Assessing factor performance

Alpha factors should be good at predicting future performance. The way to test this assumption is to find the Spearman rank correlation between the factor and future returns.

1lags = [1, 5, 10, 21, 42, 63]
2for lag in lags:
3    prices[f"return_{lag}d"] = (
4        prices.groupby(level="ticker")
5        .close.pct_change(lag)
6    )

The first step creates 1, 5, 10, 21, 42, and 63 day lagged returns. This is helpful to understand the IC decay of the factor over time.

Now generate the forward returns.

1for t in [1, 5, 10, 21]:
2    prices[f"target_{t}d"] = (
3        prices
4        .groupby(level="ticker")[f"return_{t}d"]
5        .shift(-t)
6    )

The code creates 1, 5, 10, and 21 day forward returns based on each of the lags.

Now, generate the results.

1target = "target_1d"
2metric = "atr"
3j = sns.jointplot(x=metric, y=target, data=prices)
4plt.tight_layout()
5
6df = prices[[metric, target]].dropna()
7r, p = spearmanr(df[metric], df[target])
8print(f"{r:,.2%} ({p:.2%})")
How to engineer investment alpha factors.

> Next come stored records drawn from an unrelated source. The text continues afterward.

PR #1003, opened 2023-09-13
sample: add native image build local-drone-control-java

pvlugter:
Set up a native image build for the local drone control service in java. Similar to #1002, but using the native maven plugin.

The reflection and resource configuration also generated here by running the service with the native image tracing agent.


johanandren (approved):
LGTM, tried this one out with the java restaurant deliveries and triggering replication events in both directions, works like a charm 👍

PR #1004, opened 2023-09-13
fix: Handle downscaling

patriknw:
Trying out two experiments, comments inline...

### DIFF
--- a/akka-projection-r2dbc/src/main/scala/akka/projection/r2dbc/internal/R2dbcOffsetStore.scala
+++ b/akka-projection-r2dbc/src/main/scala/akka/projection/r2dbc/internal/R2dbcOffsetStore.scala
@@ -55,6 +55,7 @@ private[projection] object R2dbcOffsetStore {
       strictSeqNr: Boolean,
       fromBacktracking: Boolean,
       fromPubSub: Boolean)
+  final case class RecordWithProjectionKey(record: Record, projectionKey: String)
 
   object State {
     val empty: State =
@@ -298,8 +299,8 @@ private[projection] class R2dbcOffsetStore(
   private def readTimestampOffset(): Future[Option[TimestampOffset]] = {
     idle.set(false)
     val oldState = state.get()
-    dao.readTimestampOffset().map { records =>
-      val newState = State(records)
+    dao.readTimestampOffset().map { recordsWithKey =>
+      val newState = State(recordsWithKey.map(_.record))
       logger.debugN(
         "readTimestampOffset state with [{}] persistenceIds, oldest [{}], latest [{}]",
         newState.byPid.size,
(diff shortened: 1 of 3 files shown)


akka-projection-r2dbc/src/main/scala/akka/projection/r2dbc/internal/R2dbcOffsetStore.scala
```diff
@@ -437,6 +463,56 @@ private[projection] class R2dbcOffsetStore(
...
+          throw new IllegalStateException("Unexpected concurrent modification of state from isTooFarAhead.")
+        newState.latestTimestampBySlice.earliest match {
+          case None           => false
+          case Some(earliest) =>
+            // FIXME config instead of half timeWindow?
+            val betweenEarliestAndLatest = JDuration.between(earliest, latestTimestampInOffsets)
+            logger.debug("Difference to earliest [{} ms]", betweenEarliestAndLatest.toMillis) // FIXME remove
+//            if (betweenEarliestAndLatest.compareTo(acceptedDifference) > 0)
+//              throw new RuntimeException("Too far ahead") // FIXME real exception
+            betweenEarliestAndLatest.compareTo(acceptedDifference.dividedBy(2)) > 0
```
patriknw, line 510: This doesn't really work out because there could easily be a huge jump between a new offset and some earlier offset, because there might simply not have been any events in between. That's maybe the easiest way to trigger the downscaling problem. I wrote the test like that.

akka-projection-r2dbc/src/main/scala/akka/projection/r2dbc/internal/R2dbcOffsetStore.scala
```diff
@@ -301,6 +311,22 @@ private[projection] class R2dbcOffsetStore(
...
+        // is a possibility that one of the previous projection instances was further behind than the backtracking
+        // window, which would cause missed events if we started from latest. In that case we use the latest
+        // offset of the earliest slice
+
+        // FIXME would not be needed if scaling up. To know that we would have to use a convention of keys encoded as
+        // slice range min-max
+
+        val latestBySlice = newState.latestBySlice
+        val earliest = latestBySlice.minBy(_.timestamp).timestamp
+        Some(TimestampOffset(earliest, Map.empty))
```
patriknw, line 329: This makes the test pass

akka-projection-r2dbc/src/main/scala/akka/projection/r2dbc/internal/R2dbcOffsetStore.scala
patriknw: We also have the `timestamp_consumed` (TimestampOffset.readTimestamp), but it would be the same problem for a new event arriving after an idle period.

akka-projection-r2dbc/src/main/scala/akka/projection/r2dbc/internal/R2dbcOffsetStore.scala
```diff
@@ -301,6 +311,22 @@ private[projection] class R2dbcOffsetStore(
...
+                   .map(_.projectionKey)
+                   .toSet
+                   .size > 1) { // FIXME more efficient way to find mix of keys
+        // When downscaling projection instances (changing slice distribution) there
+        // is a possibility that one of the previous projection instances was further behind than the backtracking
+        // window, which would cause missed events if we started from latest. In that case we use the latest
+        // offset of the earliest slice
+
+        // FIXME would not be needed if scaling up. To know that we would have to use a convention of keys encoded as
+        // slice range min-max
```
patriknw, line 325: This comment is not correct. When scaling up it would have the same projection key for all stored records of the new slice range, but it wouldn't be the same key as the new `projectionId.key`. Above check `recordsWithKey.head.projectionKey != projectionId.key` can be removed. It was mostly an optimization.

PR #1008, opened 2023-09-15
perf: Store backtracking offset

patriknw:
* just an experiment so far, and mostly raising additional questions

### DIFF
--- a/akka-projection-r2dbc/src/main/scala/akka/projection/r2dbc/internal/R2dbcOffsetStore.scala
+++ b/akka-projection-r2dbc/src/main/scala/akka/projection/r2dbc/internal/R2dbcOffsetStore.scala
@@ -236,11 +236,16 @@ private[projection] class R2dbcOffsetStore(
   // To avoid delete requests when no new offsets have been stored since previous delete
   private val idle = new AtomicBoolean(false)
 
+  private val backtrackingOffset = new AtomicReference[Instant](Instant.EPOCH)
+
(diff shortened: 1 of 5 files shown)


akka-projection-r2dbc/src/main/scala/akka/projection/r2dbc/internal/R2dbcOffsetStore.scala
```diff
@@ -302,6 +307,13 @@ private[projection] class R2dbcOffsetStore(
       if (newState == State.empty) {
         None
       } else {
+        // FIXME how would we then pass the backtracking offset to the query?
+        // - Another offset type that is defined in akka-persistence-rdbc? Not good because it couples
+        //   the offset store with the specific r2dbc source query.
+        // - The query itself can't store the backtracking offset because it doesn't know when it has been processed.
+        // - Adding it to akka.TimestampOffset isn't great because it's implementation details.
+        // - Adding some kind of general purpose meta-data to TimestampOffset makes serialization more complicated,
+        //   and we only need it for the start offset.
```
patriknw, line 316: This is the interesting part

pvlugter: That's tricky. It feels like it should be concern of the query, since it's effectively persisting its state so it can resume more directly. But would need to know when it can do that, when downstream has processed.

patriknw:
not an easy way forward with this

PR #1011, opened 2023-09-18
bump: Jackson 2.15.2

patriknw:
Use same Jackson version as in upcoming Akka 2.9


patriknw:
let's wait until we bump Akka, otherwise wrong mix of things

patriknw:
Included in https://github.com/akka/akka-projection/pull/1033

PR #1012, opened 2023-09-18
fix: Start from earliest slice for downscaling scenario

patriknw:
* start from earliest slice when projection key is changed

New iteration of https://github.com/akka/akka-projection/pull/995 and https://github.com/akka/akka-projection/pull/1004

### DIFF
--- a/akka-projection-r2dbc/src/it/scala/akka/projection/r2dbc/ChangeSliceRangesSpec.scala
+++ b/akka-projection-r2dbc/src/it/scala/akka/projection/r2dbc/ChangeSliceRangesSpec.scala
@@ -1,0 +1,256 @@
+/*
+ * Copyright (C) 2022 - 2023 Lightbend Inc. <https://www.lightbend.com>
+ */
+
+package akka.projection.r2dbc
+
+import java.util.UUID
+
+import scala.annotation.tailrec
+import scala.concurrent.Future
+import scala.concurrent.duration._
+
+import akka.Done
+import akka.actor.testkit.typed.scaladsl.LogCapturing
+import akka.actor.testkit.typed.scaladsl.ScalaTestWithActorTestKit
+import akka.actor.testkit.typed.scaladsl.TestProbe
+import akka.actor.typed.ActorRef
+import akka.actor.typed.ActorSystem
+import akka.actor.typed.scaladsl.LoggerOps
+import akka.persistence.query.typed.EventEnvelope
+import akka.persistence.r2dbc.query.scaladsl.R2dbcReadJournal
+import akka.persistence.typed.PersistenceId
+import akka.projection.ProjectionBehavior
+import akka.projection.ProjectionId
+import akka.projection.eventsourced.scaladsl.EventSourcedProvider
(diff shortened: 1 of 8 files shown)


akka-projection-r2dbc/src/it/scala/akka/projection/r2dbc/ChangeSliceRangesSpec.scala
```diff
@@ -0,0 +1,256 @@
...
+        loop(n + 1)
+    }
+    loop(0)
+  }
+
+  private def mkEvent(n: Int): String = {
+    val template = "0000000"
+    val s = n.toString
+    "e" + (template + s).takeRight(5)
+  }
```
pvlugter, line 121: Not important, but could be format string:

```suggestion
  private def mkEvent(n: Int): String = f"e$n%05d"
```

akka-projection-r2dbc/src/main/scala/akka/projection/r2dbc/internal/R2dbcOffsetStore.scala
```diff
@@ -301,12 +302,36 @@ private[projection] class R2dbcOffsetStore(
...
       if (newState == State.empty) {
         None
+      } else if (moreThanOneProjectionKey(recordsWithKey)) {
+        // When downscaling projection instances (changing slice distribution) there
+        // is a possibility that one of the previous projection instances was further behind than the backtracking
+        // window, which would cause missed events if we started from latest. In that case we use the latest
+        // offset of the earliest slice
+        val latestBySlice = newState.latestBySlice
+        val earliest = latestBySlice.minBy(_.timestamp).timestamp
+        Some(TimestampOffset(earliest, Map.empty))
```
pvlugter, line 312: For the latest offset, the seen map is populated. When I was experimenting with the earliest or latest-by-split offsets, I also ended up creating the seen map from `byPid` for the selected offset here. Shouldn't affect behaviour when eventually deduplicated, but I think at least the metrics were confused (inactive projections had growing consumer lag metrics).

pvlugter (commented):
Looks good. Earliest offset will always cover it, may just be further back than necessary.

Test environment no longer exists — should we set up a new one for testing these changes?

akka-projection-r2dbc/src/main/scala/akka/projection/r2dbc/internal/R2dbcOffsetStore.scala
patriknw: I don't think it's important to reconstruct it in this case, but I added the obvious from `earliest` record. https://github.com/akka/akka-projection/pull/1012/commits/4ab18c35d8c0ec4c88ef8eb4a75032ff164075fd

patriknw:
@pvlugter @johanandren Shall we go with this? So that we include it in our testing?

johanandren (approved):
LGTM

pvlugter (approved):
Sounds good to have it in testing. And I'll look to recreate the bigger tests that we've been running before final release.

PR #1013, opened 2023-09-19
sample: update native image for clustered local-drone-control-scala

pvlugter:
Update native image build for local-drone-control-scala to support the clustered variant.

More reflection config generated using the native image tracing agent.

Add missing CborSerializable markers for reply messages (now serialized if sending requests through a different node).

Will probably still need some more config for running in Kubernetes.


patriknw (approved):
LGTM

PR #1014, opened 2023-09-19
feat: Offset validation observer

patriknw:
* more insights to offset progress
* InternalStableApi

### DIFF
--- a/akka-projection-r2dbc/src/main/scala/akka/projection/r2dbc/internal/R2dbcOffsetStore.scala
+++ b/akka-projection-r2dbc/src/main/scala/akka/projection/r2dbc/internal/R2dbcOffsetStore.scala
@@ -4,6 +4,18 @@
 
 package akka.projection.r2dbc.internal
 
+import java.time.Clock
+import java.time.Instant
+import java.time.{Duration => JDuration}
+import java.util.UUID
+import java.util.concurrent.atomic.AtomicBoolean
+import java.util.concurrent.atomic.AtomicReference
+
+import scala.annotation.tailrec
+import scala.collection.immutable
+import scala.concurrent.ExecutionContext
+import scala.concurrent.Future
+
 import akka.Done
 import akka.actor.typed.ActorSystem
 import akka.actor.typed.scaladsl.LoggerOps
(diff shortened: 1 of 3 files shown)


akka-projection-r2dbc/src/main/scala/akka/projection/r2dbc/internal/R2dbcOffsetStore.scala
```diff
@@ -236,6 +239,8 @@ private[projection] class R2dbcOffsetStore(
   // To avoid delete requests when no new offsets have been stored since previous delete
   private val idle = new AtomicBoolean(false)
 
+  private var validationObservers: immutable.Seq[R2dbcOffsetValidationObserver] = Nil
```
johanandren, line 242: Doesn't it need to be volatile or an atomic (or a copy method of some kind)?

akka-projection-r2dbc/src/main/scala/akka/projection/r2dbc/internal/R2dbcOffsetStore.scala
```diff
@@ -490,29 +506,38 @@ private[projection] class R2dbcOffsetStore(
...
-      }
+        .map {
+          case (_, filteredEnvelopes) =>
+            filteredEnvelopes
+        }
+
+    if (validationObservers.nonEmpty)
+      result.foreach(_.foreach {
+        case (env, validation) => notifyValidationObserver(env, validation)
+      })
```
johanandren, line 538: Should it maybe rather be andThen:ed onto the returned future so the observer is a part of the backpressure rather than potentially queued up in parallel on the ec?

akka-projection-r2dbc/src/main/scala/akka/projection/r2dbc/internal/R2dbcOffsetStore.scala
patriknw: it's set once at startup, and as far as I can see it's not important if we would miss a few notifications. The purpose is not to track each and every offset, but see overall progress or what is going on. I can add a comment.

akka-projection-r2dbc/src/main/scala/akka/projection/r2dbc/internal/R2dbcOffsetStore.scala
patriknw: good point, I was thinking that it shouldn't slow down the offset store, but it wouldn't be good if the observer is slower then the offset store

patriknw: changed in https://github.com/akka/akka-projection/pull/1014/commits/5f54fc5a672bab9dd7d7a26644b0052078315294

akka-projection-r2dbc/src/main/scala/akka/projection/r2dbc/internal/R2dbcOffsetValidationObserver.scala
```diff
@@ -0,0 +1,28 @@
...
+
+@InternalStableApi
+object R2dbcOffsetValidationObserver {
+  sealed trait OffsetValidation
+
+  object OffsetValidation {
+    case object Accepted extends OffsetValidation
+    case object Duplicate extends OffsetValidation
+    case object Rejected extends OffsetValidation
+  }
```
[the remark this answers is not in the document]
patriknw: changed in https://github.com/akka/akka-projection/pull/1014/commits/b0ca096964855168ca579260a9db6058692c4637

johanandren (approved):
LGTM

PR #1015, opened 2023-09-20
sample: update local-drone-control-scala for kubernetes

pvlugter:
Update local-drone-control config to run in kubernetes. Run with the native image tracing agent to generate updated native image config. Tested with k3s.

### DIFF
--- a/samples/grpc/local-drone-control-scala/src/main/resources/application.conf
+++ b/samples/grpc/local-drone-control-scala/src/main/resources/application.conf
@@ -8,6 +8,7 @@ include "cluster"
 
 akka {
   loglevel = DEBUG
+  remote.artery.canonical.hostname = "127.0.0.1"
 }
 
 local-drone-control {
--- a/samples/grpc/local-drone-control-scala/src/main/resources/application.conf
+++ b/samples/grpc/local-drone-control-scala/src/main/resources/application.conf
@@ -1,14 +1,13 @@
 include "h2-default-projection-schema.conf"
 include "grpc"
 include "persistence"
-include "cluster"
 
 # Default config, used for running a single-node cluster that cannot scale out to many nodes, using H2 for
 # persistence, started through local.drones.Main
 
 akka {
+  actor.provider = cluster
   loglevel = DEBUG
-  remote.artery.canonical.hostname = "127.0.0.1"
 }
 
 local-drone-control {
--- a/samples/grpc/local-drone-control-scala/src/main/resources/cluster.conf
+++ b/samples/grpc/local-drone-control-scala/src/main/resources/cluster.conf
@@ -1,3 +1,24 @@
 akka {
   actor.provider = cluster
+
+  remote.artery {
+    canonical.port = 2552
+    canonical.port = ${?REMOTE_PORT}
+  }
+
+  cluster {
+    downing-provider-class = "akka.cluster.sbr.SplitBrainResolverProvider"
+
+    shutdown-after-unsuccessful-join-seed-nodes = 120s
+
+    sharding {
+      least-shard-allocation-strategy.rebalance-absolute-limit = 20
+      passivation.strategy = default-strategy
+    }
+  }
+
+  management {
+    http.port = 8558
+    http.port = ${?HTTP_MGMT_PORT}
+  }
 }
--- a/samples/grpc/local-drone-control-scala/src/main/resources/cluster.conf
+++ b/samples/grpc/local-drone-control-scala/src/main/resources/cluster.conf
@@ -1,5 +1,3 @@
 akka {
   actor.provider = cluster
-  # just the single node cluster for now
-  remote.artery.canonical.hostname = "127.0.0.1"
 }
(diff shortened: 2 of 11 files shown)


samples/grpc/local-drone-control-scala/src/main/resources/prod.conf
```diff
@@ -0,0 +1,39 @@
+# Production configuration for running the local-drone-control service in Kubernetes,
```
patriknw, line 1: Maybe we should not name this `prod.conf` since the single node application.conf is also a prod alternative. Maybe `application-kubernetes.conf`?

samples/grpc/local-drone-control-scala/src/main/resources/prod.conf
```diff
@@ -0,0 +1,39 @@
...
+  location-id = ${?LOCATION_ID}
+
+  ask-timeout = 3s
+}
+
+akka.remote.artery {
+  canonical.port = 2552
+  canonical.port = ${?REMOTE_PORT}
+}
+
```
patriknw, line 25: How does this config file compare to other clustered samples? e.g. restaurant-drone-deliveries-service-scala
I'm missing for example downing-provider-class

samples/grpc/local-drone-control-scala/src/main/resources/cluster.conf
```diff
@@ -1,5 +1,3 @@
 akka {
   actor.provider = cluster
```
patriknw, line 2: maybe this config file is just confusing for this sample, and we can put this in application.conf and application-kubernetes.conf ?

patriknw (commented):
looking good

samples/grpc/local-drone-control-scala/src/main/resources/application.conf
```diff
@@ -8,6 +8,7 @@ include "cluster"
 
 akka {
   loglevel = DEBUG
+  remote.artery.canonical.hostname = "127.0.0.1"
```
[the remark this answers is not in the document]
pvlugter: Will try it, was just retaining the config that was there before.

samples/grpc/local-drone-control-scala/src/main/resources/prod.conf
pvlugter: Sounds good. Was going to name it `kubernetes.conf` originally.

samples/grpc/local-drone-control-scala/src/main/resources/prod.conf
pvlugter: Ok. I'll make sure it has everything. And it could make sense to consolidate into the `cluster.conf` file for when it's clustered, (and not included from single-node `application.conf`).

samples/grpc/local-drone-control-scala/src/main/resources/cluster.conf
pvlugter: We could put more cluster config here, for the clustered variants, and then only have `provider = cluster` in the default single-node `application.conf`.

samples/grpc/local-drone-control-scala/src/main/resources/application.conf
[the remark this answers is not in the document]
pvlugter: Yeah, shouldn't be needed. And single-node cluster.

samples/grpc/local-drone-control-scala/src/main/resources/cluster.conf
patriknw: ok, I think something is missing for the single node one as well. contact-point-discovery config should be there. That is now only in local-shared.conf. The local files are intended for local dev mode.

pvlugter: Single-node has its own main, does a self-join there, and doesn't start cluster bootstrap. Local has config discovery.

samples/grpc/local-drone-control-scala/src/main/resources/prod.conf
pvlugter: Although, I guess the single node with H2 version can run in kubernetes too.

samples/grpc/local-drone-control-scala/src/main/resources/cluster.conf
patriknw: alright, I'll look over the stuff. confusing to use different approaches, but nothing you should spend time on in this PR

patriknw (approved):
LGTM, I'll look deeper at the naming of configs and the bootstrap of single node.

samples/grpc/local-drone-control-scala/src/main/resources/prod.conf
patriknw: true, but then we should have rather different deployment yml for that so that it's not forming a cluster with other nodes

pvlugter:
Config reworked for suggestions. Native image config updated for changes (SBR included). Tested in k3s again.

PR #1016, opened 2023-09-20
sample: Make the drone restaurant service deployable using k8

johanandren:


samples/grpc/restaurant-drone-deliveries-service-scala/build.sbt
```diff
@@ -38,7 +38,7 @@ val AkkaDiagnosticsVersion = "2.0.1"
 enablePlugins(AkkaGrpcPlugin)
 
 enablePlugins(JavaAppPackaging, DockerPlugin)
-dockerBaseImage := "docker.io/library/eclipse-temurin:17.0.3_7-jre-jammy"
+dockerBaseImage := "docker.io/library/eclipse-temurin:17.0.8.1_1-jre"
```
patriknw, line 41: it will be difficult to maintain if we don't try to keep all of the samples of the same things, change in all places?

samples/grpc/restaurant-drone-deliveries-service-scala/kubernetes/service-nlb.yml
```diff
@@ -0,0 +1,17 @@
...
+kind: Service
+metadata:
+  name: restaurant-drone-deliveries-nlb
+  annotations:
+    service.beta.kubernetes.io/aws-load-balancer-type: external
+    service.beta.kubernetes.io/aws-load-balancer-nlb-target-type: ip
+    service.beta.kubernetes.io/aws-load-balancer-scheme: internet-facing
+spec:
+  selector:
+    app: restaurant-drone-deliveries-namespace
```
patriknw, line 12: this doesn't match with what we have in samples/grpc/shopping-cart-service-scala/kubernetes/service-nlb.yml

samples/grpc/restaurant-drone-deliveries-service-scala/kubernetes/service.yml
```diff
@@ -0,0 +1,12 @@
+apiVersion: v1
+kind: Service
+metadata:
+  name: restaurant-drone-deliveries-namespace-svc
+spec:
+  selector:
+    app: restaurant-drone-deliveries-namespace
```
patriknw, line 7: same here

samples/grpc/restaurant-drone-deliveries-service-scala/kubernetes/service-nlb.yml
johanandren: Thanks, not sure how I managed to mess that up while copy-paste-replacing

johanandren:
Verified that the Java versions work as well, one problem I had was that it was not possible to publish the docker image using maven, not sure if that is something with my local environment or a general problem.

To publish both the two java service images I had to change the image `<name>johanandren/%a</name>` to include my user or else the local name of the image was wrong, and then did a `docker push johanandren/name:tag`. I looked at what we do in the Kalix samples to see if I could align but that is completely different with a property in the pom for the dockerhub username.

patriknw (approved):
LGTM

akka-edge-docs/src/main/paradox/guide/5-deploying-the-services.md
```diff
@@ -0,0 +1,307 @@
...
+
+```
+grpcurl -d '{"drone_id":"drone3"}' -plaintext <public-cloud-service-dns-name>:80 central.drones.DroneOverviewService.GetDroneOverview
+```
+
+List the orders that was propagated to the local control service, you should see an order we added an order when verifying that the restaurant-drone-deliveries service was functional earlier.
+
+```
+grpcurl -plaintext 127.0.0.1:8080 local.drones.DeliveriesQueueService.GetCurrentQueue
+```
```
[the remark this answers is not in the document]
johanandren: Different in the sense that distributed cluster is setting up two regions, while here I just deployed the two different things in the same (which should maybe be updated in the guide once we try out some more edge env for the local drone control).

I think I fixed all the smaller things that I found incorrect from distributed cluster. Except the mvn docker push not working which I didn't manage to figure out.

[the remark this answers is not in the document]
patriknw: sounds good, I'll try the mvn docker later

PR #1017, opened 2023-09-21
feat: Add R2dbcSession.withSession

patriknw:
* corresponding to akka.persistence.r2dbc.session..R2dbcSession
* also noticed that javadsl had wrong function type, ApiMayChange so just changed, and removed ApiMayChange

### DIFF
--- a/akka-projection-r2dbc/src/main/scala/akka/projection/r2dbc/scaladsl/R2dbcSession.scala
+++ b/akka-projection-r2dbc/src/main/scala/akka/projection/r2dbc/scaladsl/R2dbcSession.scala
@@ -7,12 +7,53 @@ package akka.projection.r2dbc.scaladsl
 import scala.collection.immutable
 import scala.concurrent.ExecutionContext
 import scala.concurrent.Future
+import scala.concurrent.duration._
 
 import akka.actor.typed.ActorSystem
+import akka.annotation.InternalApi
+import akka.persistence.r2dbc.ConnectionFactoryProvider
+import akka.persistence.r2dbc.ConnectionPoolSettings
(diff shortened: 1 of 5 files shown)


akka-projection-r2dbc/src/main/scala/akka/projection/r2dbc/scaladsl/R2dbcSession.scala
```diff
@@ -7,12 +7,53 @@ package akka.projection.r2dbc.scaladsl
...
+   */
+  def withSession[A](system: ActorSystem[_])(fun: R2dbcSession => Future[A]): Future[A] = {
+    withSession(system, connectionFactoryConfigPath(system))(fun)
+  }
+
+  def withSession[A](system: ActorSystem[_], connectionFactoryConfigPath: String)(
+      fun: R2dbcSession => Future[A]): Future[A] = {
+    val connectionFactoryProvider = ConnectionFactoryProvider(system)
+    val connectionFactory = connectionFactoryProvider.connectionFactoryFor(connectionFactoryConfigPath)
+    val poolSettings = new ConnectionPoolSettings(system.settings.config.getConfig(connectionFactoryConfigPath))
```
patriknw, line 40: We need the `closeCallsExceeding` setting. This can be compared with https://github.com/akka/akka-persistence-r2dbc/blob/43fc9bece6f3f0dc91d30d0041e9b430e9d4ea61/core/src/main/scala/akka/persistence/r2dbc/session/scaladsl/R2dbcSession.scala#L40-L44
which is using internal `r2dbc`. Too much internals to expose `ConnectionFactorySettings`.

PR #1029, opened 2023-10-04
chore: Harden drone sample

patriknw:
* missing CborSerializable in one place
* missing restart supervision, especially important on the delivery queue singleton
* refactoring of config
  * application-cluster instead of -kubernetes because we may run single node in kubernetes


johanandren (approved):
LGTM

patriknw:
fyi @pvlugter, some changes here that might overlap with what you have in progress

PR #1031, opened 2023-10-09
sample: update native image for clustered local-drone-control-java

pvlugter:
Update native image build for local-drone-control-java to support the clustered version and running in kubernetes. And some related small fixes.

### DIFF
--- a/samples/grpc/local-drone-control-java/src/main/java/local/drones/Drone.java
+++ b/samples/grpc/local-drone-control-java/src/main/java/local/drones/Drone.java
@@ -40,6 +40,7 @@ public class Drone extends EventSourcedBehavior<Drone.Command, Drone.Event, Dron
     public final Position position;
     public final ActorRef<Done> replyTo;
 
+    @JsonCreator
     public ReportPosition(Position position, ActorRef<Done> replyTo) {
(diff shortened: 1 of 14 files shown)


samples/grpc/local-drone-control-java/src/main/java/local/drones/Drone.java
```diff
@@ -40,6 +40,7 @@ public static final class ReportPosition implements Command {
     public final Position position;
     public final ActorRef<Done> replyTo;
 
+    @JsonCreator
```
patriknw, line 43: not important, but this should only be needed for single arg constructors

patriknw (approved):
LGTM, with possibly unnecessary JsonCreator for some of them

samples/grpc/local-drone-control-java/src/main/java/local/drones/Drone.java
pvlugter: Ah, didn't realise. Just sprinkled when there was a failure for one of the messages. Have updated.

When retesting, discovered that some cross-cluster paths had not been exercised. Another missing `CborSerializable` and some native image reflect config needed. So that was useful.

PR #1637, opened 2018-07-10
[TRAFODION-3131] Fix some reserved and non-reserved word issues

DaveBirdsall:

1. Fixes some issues with reserved words not being recognized as reserved words.
2. Updates core/TEST037 to include test cases for some recently added functions (CRC32, MD5, SHA, SHA1 and SHA2)
3. Updates the expected results for core/TEST037.

Note: I'm aware that the comments in core/TEST037 are not perfectly aligned with the expected results. (But they are much more aligned than they were.) Will leave further improvements to follow-up work.

Note: I considered refactoring common/ComResWords.cpp and the "prettify SQL text" functions in common/NAString.cpp, moving them to the parser and changing them to use the ParKeyWords table in parser/ParKeyWords.cpp. I wanted to do this to simplify development, consolidating three keyword tables into one. I started down this path and discovered that this was far from easy; moreover I concluded that it wouldn't actually simplify development much. So I fell back to the position of merely adding thorough documentation to parser/ParKeyWords.cpp, giving instructions on how to keep these tables in sync.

Investment alpha factor engineering transforms data into predictive signals that capture market risks.

The scatter plot represents the forward return against the ATR z-score. You can see that most of the returns cluster near zero despite positive skew in the distribution of ATR metrics.

The code also prints out the Spearman rank correlation and p-score. The correlation is negative which makes sense: the higher the volatility, the lower the returns.

Next steps

This issue walks through the basic steps of feature engineering. An actionable next step is to replace ATR with a different factor. You can use another technical indicator in TA-Lib, incorporate fundamental data like PE or EPS, or even download the Fama-French factors using pandas-datareader.

Man with glasses and a wristwatch, wearing a white shirt, looking thoughtfully at a laptop with a data screen in the background.